Posted Feb 5, 2011 2:07 UTC (Sat) by nybble41 (subscriber, #55106)
That is not to say that there are no other relevant considerations, but other languages are not necessarily any safer or easier to develop in than C; it varies depending on the project. Sometimes there really is no other viable alternative. For example, the only other realistic systems programming language I know of is D, which (while otherwise a great language) is not as portable as C (yet), nor nearly as well established so far as libraries and tool support are concerned.
Posted Feb 26, 2011 13:16 UTC (Sat) by job (guest, #670)
C is good because it is trivial and easy to read when done properly. Token expansion or resource exhaustion won't creep up on you from the underlying libraries.
There are of course other aspects to it. Given the choice between a C daemon and a Python one, without knowing the program I too would probably pick the latter one, but it all boils down to prejudice.
Posted Feb 3, 2011 13:05 UTC (Thu) by nix (subscriber, #2304)

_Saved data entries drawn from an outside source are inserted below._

Issue #10170, opened 2021-05-11
Execution Environment Image Name confusing.


gamuniz:
##### ISSUE TYPE
 - Bug Report

##### SUMMARY

The image name implies to add in the name of your image from the registery. 

##### ENVIRONMENT
* AWX version: devel
* AWX install method: awx-operator
* Ansible version:  2.11
* Operating System: RHEL8
* Web Browser: n/a

##### STEPS TO REPRODUCE
1. create registry credential
2. create execution environment with image name
3. profit

##### EXPECTED RESULTS
successfully use image from EE to run job template.

##### ACTUAL RESULTS
error pulling image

Posted Feb 3, 2011 2:15 UTC (Thu) by bronson (subscriber, #4806)
Posted Feb 3, 2011 3:00 UTC (Thu) by djm (subscriber, #11651)
Enjoy your world without C, due to arrive right after hydrogen-powered flying cars and free robot concubines.
C for anything
Posted Feb 3, 2011 4:10 UTC (Thu) by ncm (subscriber, #165)
C++ is clearly the better choice. You have keep the Java monkeys away, though, or you'll spend your life writing Get and Set functions, and calls to them. Fortunately Java monkeys are more attracted to Ruby and other four-letter languages.
(This is not meant to suggest that all Java programmers are monkeys. You, in particular, are the exception.)
Posted Feb 6, 2011 15:22 UTC (Sun) by malor (subscriber, #2973)
Getters and setters
Posted Feb 6, 2011 23:30 UTC (Sun) by man_ls (subscriber, #15091)
You have keep the Java monkeys away, though, or you'll spend your life writing Get and Set functions, and calls to them.
I turned to public attributes a few years ago and never regretted it. You know, I'm not against the occasional access method, and separating methods with side effects from methods that return values is an excellent practice. But mandating a whole level of indirection just in case, just for the sake of it? Why?
Then I found out that not everything is an object, and I stopped wondering. My Python skills have improved since I understood that simple truth.
Posted Feb 11, 2011 12:26 UTC (Fri) by mattthecat (guest, #72858)
"Don't got to use no stinkin' getters or setters"
Posted Feb 3, 2011 6:30 UTC (Thu) by cmccabe (guest, #60281)
P.S. Higher level languages are vulnerable to a variety of attacks that C isn't. For example, eval-based attacks or SQL injection attacks. The solution to these problems is the same: validate user inputs carefully, and structure your application into different components that communicate by message passing, rather than a single giant blob.
Posted Feb 5, 2011 20:59 UTC (Sat) by leoc (subscriber, #39773)
Posted Feb 10, 2011 8:22 UTC (Thu) by eduperez (guest, #11232)
Interesting comment... on a site devoted to a kernel / operating system written mostly in C; other than trolling, I cannot find another reason for your presence here.